Issue #618, opened 2018-03-22
Expose application.id / StreamsConfig from StreamsBuilderFactoryBean


zacholauson:
I'm working on a project where we are managing multiple Kafka Streams applications using `StreamsBuilderFactoryBean` and I'm looking to get access to some of the properties stored in the StreamsConfig, specifically `application.id`.

I was planning to open a PR to expose the `application.id` since it's a required property and a (seemingly) good identifier for the streams instance, but I figured it would probably make more sense to run this by you all beforehand. 

Does this seem like a reasonable addition to `StreamsBuilderFactoryBean` and if so, should just `application.id` be exposed, or would it make more sense to expose the whole `StreamsConfig`?

artembilan:
Well, the `StreamsBuilderFactoryBean` is fully based on the injected `StreamsConfig`.
While there is no `getStreamsConfig()` yet you can consider to use those external `StreamsConfig` beans to get desired information.

zacholauson:
Sounds good, I'll plan to open a PR tonight @garyrussell.

That's a good point @artembilan, unfortunately in our case I don't think it will work. We currently have a few streams applications in our service, each with slightly different configs (mostly just application.id), so we would have several pairs of StreamsConfigs and StreamsBuilderFactoryBean, without any connection between them.

PR #620, opened 2018-03-23
GH-618: Add StreamsBuilderFactoryBean#getStreamsConfig

zacholauson:
@garyrussell mentioned returning an `UnmodifiableMap` for the `StreamsConfig` in #618 , but after looking through the `StreamsConfig` code it doesn't look like it's mutable anyways (unless I'm missing something), as it makes a copy of the original configs when querying a `StreamsConfig` instance. With that said, let me know if you would still prefer an `UnmodifiableMap`, I'm happy to change it. As it stands right now, `StreamsConfig` has the benefit of knowing which keys are valid, the expected types of each value which helps for validation when retrieving configs. 

I also marked the return value as `Nullable`, as the `StreamsBuilderFactoryBean` allows configuration after instantiation. I also considering wrapping this in an `Optional`, but I didn't see any usage of `Optionals` in this project, so I wasn't sure if there was a project convention around them.


garyrussell:
Agreed; thanks for the contribution.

--------------------

What you have to do ▸
Copy each line of the listing that includes "there".

Reply ▸
While there is no `getStreamsConfig()` yet you can consider to use those external `StreamsConfig` beans to get desired information.
I also marked the return value as `Nullable`, as the `StreamsBuilderFactoryBean` allows configuration after instantiation. I also considering wrapping this in an `Optional`, but I didn't see any usage of `Optionals` in this project, so I wasn't sure if there was a project convention around them.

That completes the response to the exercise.